Dataset entries
PR #769, opened 2019-07-30
[lz4] Fixed conditional compilation when using memory stack option (L…

P1119r1m:
[lz4] Fixed conditional compilation when using memory stack option (LZ4_HEAPMODE = 0)

* When LZ4_HEAPMODE is equal to 0, several functions use missing malloc/calloc/free functions

### DIFF
--- a/lib/lz4.c
+++ b/lib/lz4.c
@@ -1326,7 +1326,13 @@ int LZ4_compress_destSize(const char* src, char* dst, int* srcSizePtr, int targe
 
 LZ4_stream_t* LZ4_createStream(void)
 {
+#if (LZ4_HEAPMODE)
     LZ4_stream_t* const lz4s = (LZ4_stream_t*)ALLOC(sizeof(LZ4_stream_t));
+#else
+    static LZ4_stream_t lz4sBody;
+    LZ4_stream_t* lz4s = &lz4sBody;
+#endif
+
     LZ4_STATIC_ASSERT(LZ4_STREAMSIZE >= sizeof(LZ4_stream_t_internal));    /* A compilation error here means LZ4_STREAMSIZE is not large enough */
     DEBUGLOG(4, "LZ4_createStream %p", lz4s);
     if (lz4s == NULL) return NULL;
@@ -1374,7 +1380,10 @@ int LZ4_freeStream (LZ4_stream_t* LZ4_stream)
 {
     if (!LZ4_stream) return 0;   /* support free on NULL */
     DEBUGLOG(5, "LZ4_freeStream %p", LZ4_stream);
+#if (LZ4_HEAPMODE)
     FREEMEM(LZ4_stream);
+#endif
+
     return (0);
 }
 
@@ -2155,7 +2164,14 @@ int LZ4_decompress_fast_doubleDict(const char* source, char* dest, int originalS
 
 LZ4_streamDecode_t* LZ4_createStreamDecode(void)
 {
+#if (LZ4_HEAPMODE)
     LZ4_streamDecode_t* lz4s = (LZ4_streamDecode_t*) ALLOC_AND_ZERO(sizeof(LZ4_streamDecode_t));
+    if (lz4s == NULL) return NULL;
+#else
+    static LZ4_streamDecode_t lz4sBody;
+    LZ4_streamDecode_t* const lz4s = &lz4sBody;
+#endif
+
     LZ4_STATIC_ASSERT(LZ4_STREAMDECODESIZE >= sizeof(LZ4_streamDecode_t_internal));    /* A compilation error here means LZ4_STREAMDECODESIZE is not large enough */
     return lz4s;
 }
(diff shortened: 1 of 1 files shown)


lib/lz4.c
```diff
@@ -1326,7 +1326,13 @@ int LZ4_compress_destSize(const char* src, char* dst, int* srcSizePtr, int targe
 
 LZ4_stream_t* LZ4_createStream(void)
 {
+#if (LZ4_HEAPMODE)
     LZ4_stream_t* const lz4s = (LZ4_stream_t*)ALLOC(sizeof(LZ4_stream_t));
+#else
+    static LZ4_stream_t lz4sBody;
```
Cyan4973: `static` is unlikely to be correct here.
This will make the function impossible to multi-thread.

lib/lz4.c
```diff
@@ -2155,15 +2164,24 @@ int LZ4_decompress_fast_doubleDict(const char* source, char* dest, int originalS
 
 LZ4_streamDecode_t* LZ4_createStreamDecode(void)
 {
+#if (LZ4_HEAPMODE)
     LZ4_streamDecode_t* lz4s = (LZ4_streamDecode_t*) ALLOC_AND_ZERO(sizeof(LZ4_streamDecode_t));
+    if (lz4s == NULL) return NULL;
+#else
+    static LZ4_streamDecode_t lz4sBody;
```
Cyan4973: Same issue with `static` here

Cyan4973:
`HEAPMODE` vs `STACKMODE` : 
 this must be seen as an optimization, without ever modifying the semantic of the function.

It's only applicable when using one-shot compression functions without explicit context,
`LZ4_compress_default()` being a good example.

However, one cannot change the meaning of `LZ4_createStream()` to transparently deliver a static buffer instead of a dynamic one. It makes it impossible to use in a multi-thread environment, or even just with multiple contexts ! `LZ4_createStream()` is clearly a constructor, followed by a corresponding destructor, this logic _cannot_ change.

Is the issue about compiling the source code without ever invoking `malloc/calloc/free` ?
In which case, the currently available solution is to modify this set of macros : https://github.com/lz4/lz4/blob/dev/lib/lz4.c#L176 .

P1119r1m:
> 
> 
> `HEAPMODE` vs `STACKMODE` :
> this must be seen as an optimization, without ever modifying the semantic of the function.
> 
> It's only applicable when using one-shot compression functions without explicit context,
> `LZ4_compress_default()` being a good example.
> 
> However, one cannot change the meaning of `LZ4_createStream()` to transparently deliver a static buffer instead of a dynamic one. It makes it impossible to use in a multi-thread environment, or even just with multiple contexts ! `LZ4_createStream()` is clearly a constructor, followed by a corresponding destructor, this logic _cannot_ change.
> 
> Is the issue about compiling the source code without ever invoking `malloc/calloc/free` ?
> In which case, the currently available solution is to modify this set of macros : https://github.com/lz4/lz4/blob/dev/lib/lz4.c#L176 .

In general, I agree with you, but on embedded devices there is no alloc/calloc/free routines, so yes " Issue is about compiling the source code without ever invoking `malloc/calloc/free`"

So, generally we need to find some solution to satisfy embedded applications that doesn't have memory allocator too.

Anyway, current solution works for single context application and it is better than nothing IMHO.
What do you think about compile-time warning message?

felixhandte:
I don't think I agree that it's better than nothing. Doing so would enormously violate the principle of least surprise. If those functions cannot be made to work on the target platform, they should fail loudly, not silently.

I would recommend, as an alternative, defining your own stubs:

```
void* stub_malloc(size_t) {
  return NULL;
}

void* stub_calloc(size_t, size_t) {
  return NULL;
}

void stub_free(void*) {}
```

And building LZ4 with something like "`-Dmalloc=stub_malloc -Dcalloc=stub_calloc -Dfree=stub_free`". LZ4 could be improved so that it doesn't `#include <stdlib.h>` at all if those symbols are already defined. I'd be happy to submit a patch that does that.

P1119r1m:
Frankly, I've also changed my mind about "... better than nothing" :)
Now I think it is "better than nothing" if to add definition (for conditional compilation) like "#define SINGLE_THREAD_NO_HEAP".
I'm not sure if stub functions will solve the problem. They will do nothing, but must allocate/free memory.
One more solution is to create simple allocator, but this will lead to the increase of memory size.
Moreover it looks ugly. :(
So, I'm looking for another ideas.

felixhandte:
What do you mean "they will do nothing, but must allocate/free memory"?

P1119r1m:
I was talking about stub functions you've gave before. They are just dummy functions, but must be able to allocate/free memory.

Cyan4973:
I believe this topic needs a more detailed discussion, 
about the targeted needs, potential solutions, and risks,
before moving to a code implementation.

I'm sympathetic to the need to compile LZ4 in a freestanding environment without `stdlib`,
this is a common use case, which has already been deployed multiple times,
however, this must be done in a way which doesn't break compatibility with the rest of the ecosystem.

If all one need is a statically allocated space for the context,
the current solution is : do not use allocator function.
Just statically allocate a context.
That's why `LZ4_stream_t` and `LZ4_streamDecode_t` are published.

Then, there is still a need to link the library, but `malloc`/`free` stubs are a relatively common issue with freestanding environments. If the experience can be improved, then okay, let's discuss it and do it.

> [EXERCISE GOAL] A word-for-word copy of the data is what should be returned.

> [OUTPUT OF THE TASK]
PR #769, opened 2019-07-30
[lz4] Fixed conditional compilation when using memory stack option (L…

P1119r1m:
[lz4] Fixed conditional compilation when using memory stack option (LZ4_HEAPMODE = 0)

* When LZ4_HEAPMODE is equal to 0, several functions use missing malloc/calloc/free functions

### DIFF
--- a/lib/lz4.c
+++ b/lib/lz4.c
@@ -1326,7 +1326,13 @@ int LZ4_compress_destSize(const char* src, char* dst, int* srcSizePtr, int targe
 
 LZ4_stream_t* LZ4_createStream(void)
 {
+#if (LZ4_HEAPMODE)
     LZ4_stream_t* const lz4s = (LZ4_stream_t*)ALLOC(sizeof(LZ4_stream_t));
+#else
+    static LZ4_stream_t lz4sBody;
+    LZ4_stream_t* lz4s = &lz4sBody;
+#endif
+
     LZ4_STATIC_ASSERT(LZ4_STREAMSIZE >= sizeof(LZ4_stream_t_internal));    /* A compilation error here means LZ4_STREAMSIZE is not large enough */
     DEBUGLOG(4, "LZ4_createStream %p", lz4s);
     if (lz4s == NULL) return NULL;
@@ -1374,7 +1380,10 @@ int LZ4_freeStream (LZ4_stream_t* LZ4_stream)
 {
     if (!LZ4_stream) return 0;   /* support free on NULL */
     DEBUGLOG(5, "LZ4_freeStream %p", LZ4_stream);
+#if (LZ4_HEAPMODE)
     FREEMEM(LZ4_stream);
+#endif
+
     return (0);
 }
 
@@ -2155,7 +2164,14 @@ int LZ4_decompress_fast_doubleDict(const char* source, char* dest, int originalS
 
 LZ4_streamDecode_t* LZ4_createStreamDecode(void)
 {
+#if (LZ4_HEAPMODE)
     LZ4_streamDecode_t* lz4s = (LZ4_streamDecode_t*) ALLOC_AND_ZERO(sizeof(LZ4_streamDecode_t));
+    if (lz4s == NULL) return NULL;
+#else
+    static LZ4_streamDecode_t lz4sBody;
+    LZ4_streamDecode_t* const lz4s = &lz4sBody;
+#endif
+
     LZ4_STATIC_ASSERT(LZ4_STREAMDECODESIZE >= sizeof(LZ4_streamDecode_t_internal));    /* A compilation error here means LZ4_STREAMDECODESIZE is not large enough */
     return lz4s;
 }
(diff shortened: 1 of 1 files shown)


lib/lz4.c
```diff
@@ -1326,7 +1326,13 @@ int LZ4_compress_destSize(const char* src, char* dst, int* srcSizePtr, int targe
 
 LZ4_stream_t* LZ4_createStream(void)
 {
+#if (LZ4_HEAPMODE)
     LZ4_stream_t* const lz4s = (LZ4_stream_t*)ALLOC(sizeof(LZ4_stream_t));
+#else
+    static LZ4_stream_t lz4sBody;
```
Cyan4973: `static` is unlikely to be correct here.
This will make the function impossible to multi-thread.

lib/lz4.c
```diff
@@ -2155,15 +2164,24 @@ int LZ4_decompress_fast_doubleDict(const char* source, char* dest, int originalS
 
 LZ4_streamDecode_t* LZ4_createStreamDecode(void)
 {
+#if (LZ4_HEAPMODE)
     LZ4_streamDecode_t* lz4s = (LZ4_streamDecode_t*) ALLOC_AND_ZERO(sizeof(LZ4_streamDecode_t));
+    if (lz4s == NULL) return NULL;
+#else
+    static LZ4_streamDecode_t lz4sBody;
```
Cyan4973: Same issue with `static` here

Cyan4973:
`HEAPMODE` vs `STACKMODE` : 
 this must be seen as an optimization, without ever modifying the semantic of the function.

It's only applicable when using one-shot compression functions without explicit context,
`LZ4_compress_default()` being a good example.

However, one cannot change the meaning of `LZ4_createStream()` to transparently deliver a static buffer instead of a dynamic one. It makes it impossible to use in a multi-thread environment, or even just with multiple contexts ! `LZ4_createStream()` is clearly a constructor, followed by a corresponding destructor, this logic _cannot_ change.

Is the issue about compiling the source code without ever invoking `malloc/calloc/free` ?
In which case, the currently available solution is to modify this set of macros : https://github.com/lz4/lz4/blob/dev/lib/lz4.c#L176 .

P1119r1m:
> 
> 
> `HEAPMODE` vs `STACKMODE` :
> this must be seen as an optimization, without ever modifying the semantic of the function.
> 
> It's only applicable when using one-shot compression functions without explicit context,
> `LZ4_compress_default()` being a good example.
> 
> However, one cannot change the meaning of `LZ4_createStream()` to transparently deliver a static buffer instead of a dynamic one. It makes it impossible to use in a multi-thread environment, or even just with multiple contexts ! `LZ4_createStream()` is clearly a constructor, followed by a corresponding destructor, this logic _cannot_ change.
> 
> Is the issue about compiling the source code without ever invoking `malloc/calloc/free` ?
> In which case, the currently available solution is to modify this set of macros : https://github.com/lz4/lz4/blob/dev/lib/lz4.c#L176 .

In general, I agree with you, but on embedded devices there is no alloc/calloc/free routines, so yes " Issue is about compiling the source code without ever invoking `malloc/calloc/free`"

So, generally we need to find some solution to satisfy embedded applications that doesn't have memory allocator too.

Anyway, current solution works for single context application and it is better than nothing IMHO.
What do you think about compile-time warning message?

felixhandte:
I don't think I agree that it's better than nothing. Doing so would enormously violate the principle of least surprise. If those functions cannot be made to work on the target platform, they should fail loudly, not silently.

I would recommend, as an alternative, defining your own stubs:

```
void* stub_malloc(size_t) {
  return NULL;
}

void* stub_calloc(size_t, size_t) {
  return NULL;
}

void stub_free(void*) {}
```

And building LZ4 with something like "`-Dmalloc=stub_malloc -Dcalloc=stub_calloc -Dfree=stub_free`". LZ4 could be improved so that it doesn't `#include <stdlib.h>` at all if those symbols are already defined. I'd be happy to submit a patch that does that.

P1119r1m:
Frankly, I've also changed my mind about "... better than nothing" :)
Now I think it is "better than nothing" if to add definition (for conditional compilation) like "#define SINGLE_THREAD_NO_HEAP".
I'm not sure if stub functions will solve the problem. They will do nothing, but must allocate/free memory.
One more solution is to create simple allocator, but this will lead to the increase of memory size.
Moreover it looks ugly. :(
So, I'm looking for another ideas.

felixhandte:
What do you mean "they will do nothing, but must allocate/free memory"?

P1119r1m:
I was talking about stub functions you've gave before. They are just dummy functions, but must be able to allocate/free memory.

Cyan4973:
I believe this topic needs a more detailed discussion, 
about the targeted needs, potential solutions, and risks,
before moving to a code implementation.

I'm sympathetic to the need to compile LZ4 in a freestanding environment without `stdlib`,
this is a common use case, which has already been deployed multiple times,
however, this must be done in a way which doesn't break compatibility with the rest of the ecosystem.

If all one need is a statically allocated space for the context,
the current solution is : do not use allocator function.
Just statically allocate a context.
That's why `LZ4_stream_t` and `LZ4_streamDecode_t` are published.

Then, there is still a need to link the library, but `malloc`/`free` stubs are a relatively common issue with freestanding environments. If the experience can be improved, then okay, let's discuss it and do it.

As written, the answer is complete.